Dataset records:
PR #68, opened 2022-08-18
Removed . from chart name

cjsteele:
Periods in the chart name unfortunately cause issues when using theia-cloud as a subchart, and are also against the [helm chart naming conventions ](https://helm.sh/docs/chart_best_practices/conventions/). Dashes can also cause issues (they are not allowed in values, there is a workaround but it's easier to just avoid them) so I would suggest just concatenation of the two words as a name.

I have to keep this changed in the downstream so it would be very convenient for me to have this changed in the main repository to avoid conflicts.

### DIFF
--- a/helm/theia.cloud/Chart.yaml
+++ b/helm/theia.cloud/Chart.yaml
@@ -1,6 +1,6 @@
 apiVersion: v2
-name: theia.cloud
-description: A Helm chart for Theia.Cloud
+name: theiacloud
+description: A Helm chart for Theia Cloud
 
 # A chart can be either an 'application' or a 'library' chart.
 #


jfaltermeier:
Thank you for the contribution. 
Could you please sign the [Eclipse Contributor Agreement](https://www.eclipse.org/legal/ECA.php) ([How to sign](https://wiki.eclipse.org/Development_Resources/Contributing_via_Git#Eclipse_Contributor_Agreement)) for your email address? This is mandatory before we can integrate your fix. Thanks!

cjsteele:
> Thank you for the contribution. Could you please sign the [Eclipse Contributor Agreement](https://www.eclipse.org/legal/ECA.php) ([How to sign](https://wiki.eclipse.org/Development_Resources/Contributing_via_Git#Eclipse_Contributor_Agreement)) for your email address? This is mandatory before we can integrate your fix. Thanks!

I've done the registration and signed the contributor's agreement.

Task to carry out:
Count how many lines above carry the word "name". Only the number is required.

Solved problem:
4